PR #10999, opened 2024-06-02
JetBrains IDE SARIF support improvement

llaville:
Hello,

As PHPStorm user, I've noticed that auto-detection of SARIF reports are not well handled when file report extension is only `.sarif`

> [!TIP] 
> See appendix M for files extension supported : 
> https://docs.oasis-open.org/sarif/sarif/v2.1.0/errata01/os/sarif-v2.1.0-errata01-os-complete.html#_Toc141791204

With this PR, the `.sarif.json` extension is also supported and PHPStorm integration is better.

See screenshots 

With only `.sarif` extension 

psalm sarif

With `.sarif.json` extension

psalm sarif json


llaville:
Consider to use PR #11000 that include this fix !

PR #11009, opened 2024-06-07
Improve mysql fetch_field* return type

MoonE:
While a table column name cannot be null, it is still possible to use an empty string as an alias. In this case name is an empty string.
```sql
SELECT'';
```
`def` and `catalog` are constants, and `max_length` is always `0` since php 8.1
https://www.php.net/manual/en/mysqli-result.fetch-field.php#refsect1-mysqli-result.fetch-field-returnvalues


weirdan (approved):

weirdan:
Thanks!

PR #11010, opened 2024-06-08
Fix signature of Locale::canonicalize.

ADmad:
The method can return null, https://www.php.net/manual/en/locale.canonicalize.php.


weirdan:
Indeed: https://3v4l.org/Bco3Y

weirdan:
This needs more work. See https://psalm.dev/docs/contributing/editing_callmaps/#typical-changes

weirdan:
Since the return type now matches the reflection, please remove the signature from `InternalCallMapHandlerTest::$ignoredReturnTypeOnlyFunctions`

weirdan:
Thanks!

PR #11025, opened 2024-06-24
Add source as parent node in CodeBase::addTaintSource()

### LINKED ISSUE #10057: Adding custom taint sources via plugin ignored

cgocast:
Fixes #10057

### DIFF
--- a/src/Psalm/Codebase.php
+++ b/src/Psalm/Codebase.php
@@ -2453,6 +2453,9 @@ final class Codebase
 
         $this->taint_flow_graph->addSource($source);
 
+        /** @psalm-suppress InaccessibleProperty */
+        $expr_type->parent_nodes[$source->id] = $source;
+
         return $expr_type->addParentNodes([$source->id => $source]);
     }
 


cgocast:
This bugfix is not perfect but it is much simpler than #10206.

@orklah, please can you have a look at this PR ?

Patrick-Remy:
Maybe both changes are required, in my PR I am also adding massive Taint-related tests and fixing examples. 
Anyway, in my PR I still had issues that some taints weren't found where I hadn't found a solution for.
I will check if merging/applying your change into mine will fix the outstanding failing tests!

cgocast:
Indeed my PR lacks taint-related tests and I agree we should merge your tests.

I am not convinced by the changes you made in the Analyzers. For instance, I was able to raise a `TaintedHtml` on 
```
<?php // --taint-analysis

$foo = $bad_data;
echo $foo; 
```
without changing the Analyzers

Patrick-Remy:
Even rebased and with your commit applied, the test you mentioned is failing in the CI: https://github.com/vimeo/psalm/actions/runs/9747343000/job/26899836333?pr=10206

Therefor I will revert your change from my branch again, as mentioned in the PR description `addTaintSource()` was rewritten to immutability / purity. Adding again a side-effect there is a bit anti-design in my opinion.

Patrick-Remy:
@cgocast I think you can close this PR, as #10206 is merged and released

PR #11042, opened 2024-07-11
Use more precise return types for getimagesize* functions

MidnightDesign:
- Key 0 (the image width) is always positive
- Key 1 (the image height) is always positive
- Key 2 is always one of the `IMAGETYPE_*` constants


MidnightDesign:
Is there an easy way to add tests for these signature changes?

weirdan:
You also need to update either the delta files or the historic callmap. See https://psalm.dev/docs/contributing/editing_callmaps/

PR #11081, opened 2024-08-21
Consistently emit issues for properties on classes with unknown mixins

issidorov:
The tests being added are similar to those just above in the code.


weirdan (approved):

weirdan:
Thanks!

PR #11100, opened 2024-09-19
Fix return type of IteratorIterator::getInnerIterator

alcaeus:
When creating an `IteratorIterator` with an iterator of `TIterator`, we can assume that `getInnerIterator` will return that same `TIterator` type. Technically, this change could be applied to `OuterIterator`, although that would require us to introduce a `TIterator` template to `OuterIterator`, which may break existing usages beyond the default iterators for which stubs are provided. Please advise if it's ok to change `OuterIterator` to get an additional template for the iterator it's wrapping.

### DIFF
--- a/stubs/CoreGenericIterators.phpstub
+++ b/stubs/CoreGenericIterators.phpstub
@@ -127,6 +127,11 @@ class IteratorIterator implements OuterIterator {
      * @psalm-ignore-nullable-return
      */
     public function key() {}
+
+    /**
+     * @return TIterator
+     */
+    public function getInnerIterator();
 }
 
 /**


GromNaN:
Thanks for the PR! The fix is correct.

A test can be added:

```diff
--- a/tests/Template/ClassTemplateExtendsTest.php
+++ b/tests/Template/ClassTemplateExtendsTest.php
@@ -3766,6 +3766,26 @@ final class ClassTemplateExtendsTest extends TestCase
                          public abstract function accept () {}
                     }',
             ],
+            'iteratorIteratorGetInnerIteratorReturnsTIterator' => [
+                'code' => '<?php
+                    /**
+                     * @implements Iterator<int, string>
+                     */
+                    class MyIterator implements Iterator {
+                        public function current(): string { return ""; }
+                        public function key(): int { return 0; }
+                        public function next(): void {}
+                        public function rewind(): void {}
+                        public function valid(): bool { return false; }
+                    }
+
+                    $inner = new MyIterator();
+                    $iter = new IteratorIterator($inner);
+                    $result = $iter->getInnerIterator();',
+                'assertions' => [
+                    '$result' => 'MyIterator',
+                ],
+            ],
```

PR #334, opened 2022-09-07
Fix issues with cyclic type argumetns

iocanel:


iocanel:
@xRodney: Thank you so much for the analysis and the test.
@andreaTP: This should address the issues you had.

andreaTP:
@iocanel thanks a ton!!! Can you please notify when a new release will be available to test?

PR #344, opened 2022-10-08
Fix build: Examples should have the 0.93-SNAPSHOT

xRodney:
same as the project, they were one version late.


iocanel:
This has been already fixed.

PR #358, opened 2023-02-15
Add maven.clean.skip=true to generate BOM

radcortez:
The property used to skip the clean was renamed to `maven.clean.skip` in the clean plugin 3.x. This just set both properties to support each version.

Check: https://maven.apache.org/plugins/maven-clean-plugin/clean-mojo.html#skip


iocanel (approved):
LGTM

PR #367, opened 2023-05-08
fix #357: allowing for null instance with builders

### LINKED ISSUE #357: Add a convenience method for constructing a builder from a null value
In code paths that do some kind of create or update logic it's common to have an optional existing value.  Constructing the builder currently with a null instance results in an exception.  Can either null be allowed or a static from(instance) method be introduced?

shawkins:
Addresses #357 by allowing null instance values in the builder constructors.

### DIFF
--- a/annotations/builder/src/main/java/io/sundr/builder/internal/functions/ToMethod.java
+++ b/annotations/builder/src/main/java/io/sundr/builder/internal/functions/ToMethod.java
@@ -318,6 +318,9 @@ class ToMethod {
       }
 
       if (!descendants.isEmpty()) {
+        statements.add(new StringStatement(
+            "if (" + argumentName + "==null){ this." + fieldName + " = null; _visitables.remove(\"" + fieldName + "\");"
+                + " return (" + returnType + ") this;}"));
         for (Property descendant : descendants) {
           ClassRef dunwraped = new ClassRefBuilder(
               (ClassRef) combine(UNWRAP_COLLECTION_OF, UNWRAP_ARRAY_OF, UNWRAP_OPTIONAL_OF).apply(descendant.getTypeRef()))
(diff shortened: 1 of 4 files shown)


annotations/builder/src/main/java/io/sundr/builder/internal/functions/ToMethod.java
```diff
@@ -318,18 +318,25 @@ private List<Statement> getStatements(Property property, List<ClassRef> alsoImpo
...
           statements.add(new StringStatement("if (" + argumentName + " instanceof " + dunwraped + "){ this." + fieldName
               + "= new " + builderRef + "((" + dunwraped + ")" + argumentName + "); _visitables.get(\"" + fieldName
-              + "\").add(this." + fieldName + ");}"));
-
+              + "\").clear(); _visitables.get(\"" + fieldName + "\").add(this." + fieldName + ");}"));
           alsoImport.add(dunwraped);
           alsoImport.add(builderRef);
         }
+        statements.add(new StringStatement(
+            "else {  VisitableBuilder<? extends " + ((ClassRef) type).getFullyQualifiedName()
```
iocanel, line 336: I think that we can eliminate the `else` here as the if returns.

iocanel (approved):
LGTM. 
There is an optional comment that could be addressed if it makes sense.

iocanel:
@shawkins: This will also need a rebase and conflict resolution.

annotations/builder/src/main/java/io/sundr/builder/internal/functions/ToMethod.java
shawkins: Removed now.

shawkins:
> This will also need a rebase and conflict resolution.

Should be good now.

-------

EXERCISE OBJECTIVE
Nothing but the line with "There is an" and the lines after it, through the end of the material, should appear in the output, word for word.

ANSWER FOR THIS EXERCISE
There is an optional comment that could be addressed if it makes sense.

iocanel:
@shawkins: This will also need a rebase and conflict resolution.

annotations/builder/src/main/java/io/sundr/builder/internal/functions/ToMethod.java
shawkins: Removed now.

shawkins:
> This will also need a rebase and conflict resolution.

Should be good now.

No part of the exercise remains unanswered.